To AlucardZero: it is obvious this is not a question, it is a statement, therefore I am not asking for "an answer", I have the answer as I explained in my post and it is good enough for my needs.

To ondoho: the archive I am talking about is an archive, not a backup (an archive is an archive), it needs to be "unpacked" or "extracted", it is a "compressed" archive, not a backup copy that adds "~" at the end of the name of the file and it does not matter what letter is changed as it makes it a different file name.

I also found "cp" does the same thing, at least on my machine, it may not be a purely "Gedit" feature after all. I do not have enough experience to investigate.

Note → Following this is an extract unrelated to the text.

PR #1439, opened 2021-09-14
Enhance CI: Update compilers and tested standards

Flamefire:


Flamefire:
@Flow86 All done, but it seems the required tests must be adjusted. Maybe only make the ones with the minimal compiler versions required, so we can easily update the others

My only wish is that this could be sorted out by "hackers" (in the good sense of the word) who like, or feel a need, to investigate those problems and improve something for the Linux community as I am sure I am not the only one to have that behaviour and many who have it may silently put up with it with a disgruntled view of Linux or Debian. We also have to remember Debian bases its reputation on stability and although this is not "unstable", it is an unwanted feature.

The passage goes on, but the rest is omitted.